What you should do
The following entries are to be retyped in full, exactly as written.

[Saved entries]
···

PR #220, opened 2024-11-15
Fix log message printing the number of loaded composites

pnuu:
Trollflow2 is printing a log message saying `Loading 1 composites` even when there are more. This PR fixes the log message.

 - [x] Tests added  
 - [x] Tests passed 

### DIFF
--- a/trollflow2/tests/test_trollflow2.py
+++ b/trollflow2/tests/test_trollflow2.py
@@ -844,6 +844,11 @@ class TestCreateScene(TestCase):
 class TestLoadComposites(TestCase):
     """Test case for loading composites."""
 
+    @pytest.fixture(autouse=True)
+    def inject_fixtures(self, caplog):
+        """Inject fixtures."""
+        self._caplog = caplog
+
     def setUp(self):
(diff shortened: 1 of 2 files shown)


trollflow2/tests/test_trollflow2.py
```diff
@@ -844,6 +844,11 @@ def test_create_scene(self):
 class TestLoadComposites(TestCase):
     """Test case for loading composites."""
 
+    @pytest.fixture(autouse=True)
+    def inject_fixtures(self, caplog):
+        """Inject fixtures."""
+        self._caplog = caplog
```
gerritholl, line 850: What is the benefit of storing a `_caplog` attribute and using that, rather than using the `caplog` attribute in the tests directly?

···

Answer below
PR #220, opened 2024-11-15
Fix log message printing the number of loaded composites

pnuu:
Trollflow2 is printing a log message saying `Loading 1 composites` even when there are more. This PR fixes the log message.

 - [x] Tests added  
 - [x] Tests passed 

### DIFF
--- a/trollflow2/tests/test_trollflow2.py
+++ b/trollflow2/tests/test_trollflow2.py
@@ -844,6 +844,11 @@ class TestCreateScene(TestCase):
 class TestLoadComposites(TestCase):
     """Test case for loading composites."""
 
+    @pytest.fixture(autouse=True)
+    def inject_fixtures(self, caplog):
+        """Inject fixtures."""
+        self._caplog = caplog
+
     def setUp(self):
(diff shortened: 1 of 2 files shown)


trollflow2/tests/test_trollflow2.py
```diff
@@ -844,6 +844,11 @@ def test_create_scene(self):
 class TestLoadComposites(TestCase):
     """Test case for loading composites."""
 
+    @pytest.fixture(autouse=True)
+    def inject_fixtures(self, caplog):
+        """Inject fixtures."""
+        self._caplog = caplog
```
gerritholl, line 850: What is the benefit of storing a `_caplog` attribute and using that, rather than using the `caplog` attribute in the tests directly?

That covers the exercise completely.